Martha Aulete (27/06)
Precisamos disso: belezas! Cultura genuína é de que se precisa. Não d...
Caio Monticelli (11/06)
Ótimo texto! Nos permite uma visão um pouco mais panorâmica a respeito...
O movimentado porto de Iquitos, na beira do rio Amazonas, no Peru (foto de Julho de 1990)
Várias vezes durante os 1000dias passamos pela região amazônica. Com a Fiona ou de barco, quase sempre no Brasil, mas também em outros países, já que esse incrível ecossistema se estende por uma vasta região da América do Sul, incluindo países como as Guianas, Venezuela, Colômbia, Equador, Bolívia e Peru. Neste último, passamos pela cidade de Puerto Maldonado quando percorríamos a rodovia interoceânica, a estrada que liga o Acre com Cusco, no Peru. Mas a nossa experiência amazônica peruana foi meio conturbada, já que a Ana adoeceu na cidade e ficamos mais entre hospitais e farmácias do que entre árvores e macacos (veja o post aqui). De qualquer maneira, a cidade-símbolo da Amazônia peruana não é Puerto Maldonado, mas Iquitos, mais ao norte, muito maior e mais isolada. Iquitos é a maior cidade do mundo onde não se pode chegar por estradas. Incrustrada no meio da selva e na orla do maior rio do planeta, com mais de 300 mil habitantes, ali só se chega de avião ou de barco.

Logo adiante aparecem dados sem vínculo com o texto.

Issue #1679, opened 2020-05-22
Perf tool data with perf-archive captured can be HUGE


portante:
The `perf` tool data collects a `perf-archive` as part of the tool's `stop` operation.  This archive collection can result in a HUGE amount of repetitive data being collected.

It was observed in one run that a single `perf.data.archive.bz2` file was 147 MB in size.  With two nodes collecting `perf` tool data, across 20 iterations, with 3 samples in each iteration, the combined size was a whopping 17 GB (147 * 2 * 3 * 20 = 17,640 MB).

There are a few options we might want to consider:

 * Adding a perf tool option to not capture `perf-archive` output
   * and turning off the capturing of the `perf-archive` output by default
 * Adding a way to allow the user to remove the `perf.data.archive.bz2` files after a pbench benchmark finishes, but before the user executes `pbench-move-results`
   * This would allow a savvy user a chance to pick which iteration(s)/sample(s) they would want to keep, and for which nodes

PR #2390, opened 2021-07-27
Make the default tool set lighter

### LINKED ISSUE #1714: The "perf" tool should not be in the default tool set and should be removed, it generates a lot of data
I was wondering why pbench-move-results was taking so long for an fio run, and see that the perf tooling data takes up almost all the space utilized.

The fio run has 5 operations (read, write, randread, rand write, mixed) times 3 block sizes times 3 IO depths for a total of 45 iterations. 3 samples per iteration, makes a total of 135 samples.

Looking at the tooling data usage for 3 of the samples:

```
du -sk */tools-default/*/*
88      sample0/tools-default/worker-perf146/iostat
492     sample0/tools-default/worker-perf146/mpstat
142384  sample0/tools-default/worker-perf146/perf
3160    sample0/tools-default/worker-perf146/pidstat
4       sample0/tools-default/worker-perf146/postprocess.log
4164    sample0/tools-default/worker-perf146/proc-interrupts
184     sample0/tools-default/worker-perf146/proc-vmstat
2908    sample0/tools-default/worker-perf146/sar
4       sample0/tools-default/worker-perf146/stop.log
92      sample0/tools-default/worker-perf146/turbostat
88      sample1/tools-default/worker-perf146/iostat
492     sample1/tools-default/worker-perf146/mpstat
141444  sample1/tools-default/worker-perf146/perf
3200    sample1/tools-default/worker-perf146/pidstat
4       sample1/tools-default/worker-perf146/postprocess.log
4168    sample1/tools-default/worker-perf146/proc-interrupts
184     sample1/tools-default/worker-perf146/proc-vmstat
2908    sample1/tools-default/worker-perf146/sar
4       sample1/tools-default/worker-perf146/stop.log
88      sample1/tools-default/worker-perf146/turbostat
88      sample2/tools-default/worker-perf146/iostat
492     sample2/tools-default/worker-perf146/mpstat
142980  sample2/tools-default/worker-perf146/perf
3164    sample2/tools-default/worker-perf146/pidstat
4       sample2/tools-default/worker-perf146/postprocess.log
4164    sample2/tools-default/worker-perf146/proc-interrupts
184     sample2/tools-default/worker-perf146/proc-vmstat
2908    sample2/tools-default/worker-perf146/sar
4       sample2/tools-default/worker-perf146/stop.log
92      sample2/tools-default/worker-perf146/turbostat
```

The perf data dominates, roughly 140MB per sample, or a total of 140MB*135 = 18.9GB for an fio run. The "default" toolset should be broadly applicable to all users, and this is far too much data: users who want perf data should explicitly register it as a tool.

### LINKED ISSUE #2331: We should delete pidstat from the default tool set
To quote from chat:

```
...
I'm afraid that things like pidstat might wreak havoc on 2015's stability.  Maybe not, but ...

we have to turn that off by default
our pidstat implementation is awful, and pcp does a much better job.

I would not complain if it disappeared in the dead of night from the default toolset. ;)
```

ndokos:
Fixes #1714
Fixes #2331
Related: #1679

- Delete pidstat and perf from the default tool set.

- Define a "heavy" tool set that includes pidstat and perf.

- Define a "light" tool set that omits proc-interrupts from the
  default tool set.

Use the `--toolset` option of `pbench-register-tool-set` to choose
a non-default tool set.


agent/config/pbench-agent-default.cfg
```diff
@@ -29,7 +29,9 @@ rest_endpoint = api/v%(api_version)s
 server_rest_url = http://%(webserver)s/%(rest_endpoint)s
 
 [pbench/tools]
-default-tool-set = sar, iostat, mpstat, pidstat, proc-vmstat, proc-interrupts, turbostat, perf
+light-tool-set = sar, iostat, mpstat, proc-vmstat, turbostat
+default-tool-set = sar, iostat, mpstat, proc-vmstat, proc-interrupts, turbostat
```
dbutenhof, line 33: Do we really want to change the default? (Will that confuse or depress any existing users?)

In any case, maybe match light/heavy with a medium (even if it's the same now as the new default).

Or even set `default-tool-set = %(medium-tool-set)s` which would set up the three collections as baselines and make it really easy to customize the site default by referencing any of the three.

webbnh: Unless there is a reason to the contrary (i.e., if each set is a super-set of the previous set), I recommend defining each set in terms of the previous one, so that we don't inadvertently omit a tool.  (This also makes it more obvious to the reader what is different about each set.)

ndokos: PTAL at the latest commit: it's still a draft because of test failures, but I'll fix those and open it for final review if everything else looks OK.

webbnh (approved):
Looks good to me.

agent/config/pbench-agent-default.cfg
ndokos: > Do we really want to change the default? (Will that confuse or depress any existing users?)

Yes, that is the main point - see attached issues. We will need to let users know about it though. I added some comments to the PR comment on how to get back the heavy tool set, if required.

webbnh (approved):
GTG

dbutenhof (approved):

riya-17 (approved):
Looks Good

agent/config/pbench-agent-default.cfg
```diff
@@ -2,6 +2,10 @@
 version = 002
 pbench_web_server = pbench.example.com
 
+light-tool-set = sar, iostat, mpstat, proc-vmstat, turbostat
```
portante, line 5: I am not sure how "light" this is really, but `mpstat` and `sar` data overlap with both capturing CPU statistics; `turbostat` data is "Intel" CPUs only, and `proc-vmstat` is "a lot" of VM statistics.

Perhaps we can consider something like:

```
[pbench/tools]
legacy-tool-set = sar, iostat, mpstat, pidstat, proc-vmstat, proc-interrupts, turbostat, perf
light-tool-set = vmstat
medium-tool-set = %(light-tool-set)s, iostat, sar
default-tool-set = %(medium-tool-set)s
heavy-tool-set = %(medium-tool-set)s, mpstat, perf, pidstat, proc-interrupts, proc-vmstat, turbostat
```

The thinking is that `vmstat` gives you CPU, memory, and I/O stats (not networking per sae) for a very "light-weight" data collection, while "medium" gives you a healthy set of CPU (`vmstat`, `sar`), memory (`vmstat`, `sar`), disk (`sar`, `iostat`), networking (`sar`), with "heavy" rounding it out with the rest of the kitchen sink.

But even so, I'd rather round all this out using PCP/Prometheus mappings than tools names, but that is for another PR.

portante (changes requested):
This is a very good change.  Though I think it is worth having a discussion about what is in each tool set category.

agent/util-scripts/gold/pbench-register-tool-set/test-11.13.txt
```diff
@@ -17,6 +17,7 @@ Available tool sets from /var/tmp/pbench-test-utils/opt/pbench-agent/config/pben
 	default
 	heavy
 	light
+	medium
```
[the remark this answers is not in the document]
ndokos: NM - I see what's happening. So should the test config file just define a `foo-tool-set` and a `bar-tool-set` which will be available in addition to the newly added ones?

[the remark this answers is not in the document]
ndokos: Done.

PR #2397, opened 2021-08-03
Clean up linting requirements for `b0.69`

portante:
While reviewing PR #2374, a small clean up that can be broken out ahead of time.


dbutenhof (approved):

tox.ini
```diff
@@ -1,49 +1,56 @@
...
+    PY_COLORS
+    NO_COLORS
+    TERM
+    USER
 setenv =
-   VIRTUAL_ENV={envdir}
+    VIRTUAL_ENV = {envdir}
+    XDG_CACHE_HOME = {envdir}
+    SKIP_GENERATE_AUTHORS = 1
+    SKIP_WRITE_GIT_CHANGELOG = 1
```
webbnh, line 21: I believe that these are supposed to quiet PBR, but evidently they don't work.

tox.ini
```diff
@@ -1,49 +1,56 @@
...
 envars =
-   PATH = {env:PATH}:{toxinidir}/bin
+    PATH = {env:PATH}:{toxinidir}/bin
+commands_pre =
+    {toxinidir}/utils/detox {envdir}
```
webbnh, line 25: Aside from the most excellent name, I don't think the `detox` script is worth keeping:  it wraps a single command, and the effort of locating the script and feeding it the appropriate input is greater than the encapsulation is worth.  I would just replace this line with the command invocation and be done with it:
```
    find {envdir} -type f -path '*/__pycache__/*' -name '*.py[c|o]' -delete
```

webbnh (approved):
Let's move on.  (@portante, feel free to resolve these two conversations once you've read them.)

tox.ini
portante: I originally moved to the `detox` script so that I could run the find command myself separate from `tox` to work with and debug problems.  It was always a pain to open the `tox` file and grab the command instead of just invoking `utils/detox`.  And further, I was hoping that we could place other cleanups in there as well.

tox.ini
portante: Bummer.  Originally they did work, but maybe there is something about the `tox --current-env` that defeats them.

PR #2403, opened 2021-08-05
Tell RPM pbench-agent.cfg file is a `config` file

### LINKED ISSUE #2392: Use `%config(noreplace)` for the `pbench-agent.cfg` file
Shouldn't we be doing the same thing as we do as `main`?  See https://github.com/distributed-system-analysis/pbench/blob/main/agent/rpm/pbench-agent.spec.j2#L131.

_Originally posted by @portante in https://github.com/distributed-system-analysis/pbench/pull/2389#discussion_r679105234_

portante:
And while we are at it, update how we set all the permissions when installing.

Fixes #2392.


agent/rpm/pbench-agent.spec.j2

O nosso roteiro pela América do Sul em 1990. O trechos entre Bauru e Santa Cruz de La Sierra, na Bolívia, e entre Puno, Cusco e Arequipa, no Peru, foram de trem. Os outros trechos, de ônibus. Para retornar de Lima, avião para Iquitos e barco até Tabatinga, no Amazonas
Talvez por isso, ela nunca esteve no roteiro da Fiona ou dos 1000dias. Mas eu já estive lá uma outra vez, durante meu primeiro mochilão pelo continente, em Julho de 1990. Eu viajava com meu primo Haroldo e o amigo Marcelo e já relatei outras partes dessa mesma viagem aqui no site dos 1000dias, especialmente aqueles trechos interessantes do continente em que eu e a Ana não passamos dessa vez. Foi assim com a nossa passagem pelo Trem da Morte, quando subimos a montanha Chacaltaya, ao lado de La Paz, e quando percorremos a Trilha Inca, a caminho de Machu Picchu. Depois de conhecer as ruínas arqueológicas mais famosas do continente, nós fomos para Arequipa, no sul do Peru e, de lá, para a capital, Lima. Daí seguimos para Huaraz, na belíssima Cordillera Blanca, e Trujillo, no norte. Durante os 1000dias nós estivemos em todos esses lugares e por isso não relato aqui como foi a nossa experiência por eles naquele tempo. Faltava, então, retornar ao Brasil e foi então que passamos por Iquitos, numa travessia que incluiu aviões e barcos, não só para conhecer Iquitos, mas também as maiores cidades da região norte do nosso país.
Em 1990, nós voltamos do Peru para o Brasil de barco pelo rio Amazonas, saindo de Iquitos (onde só se chega voando ou navegando!) para Tabatinga, no Amazonas, fronteira com Leticia, na Colômbia
Já naquele tempo, a viagem a Machu Picchu era uma espécie de batismo de fogo para jovens estudantes brasileiros que pretendiam conhecer o mundo. O roteiro era quase sempre o mesmo, seguindo por terra (trem e ônibus) do Brasil ao Peru, através da Bolívia, e retornando pelo mesmo caminho. Alguns viajantes preferiam (se pudessem!) voar na volta, tanto de La Paz como de Lima, para aqueles poucos que esticavam a viagem até lá. Na época, nós quisemos fugir um pouco desse lugar-comum e inovar. Numa época sem internet, debruçados sobre mapas e guias, idealizamos uma volta alternativa, de barco, pela região amazônica. Bastaria chegar até Iquitos e, de lá, navegando pelo rio Amazonas, chegar até Manaus e Belém. Planos feitos, mãos a obra. Quando passamos por Lima, ainda antes de seguirmos para o norte do país, conseguimos comprar passagens aéreas para Iquitos. Nosso problema, além do dinheiro, era o tempo, pois tínhamos de retornar às aulas universitárias do início do 2º semestre. Uma corrida só! O bom de passagens aéreas, de trem ou de ônibus, é que podemos marcar datas e, quase sempre, confiar nelas. Estávamos para aprender que o mesmo não se pode dizer das viagens de barco, especialmente na região amazônica.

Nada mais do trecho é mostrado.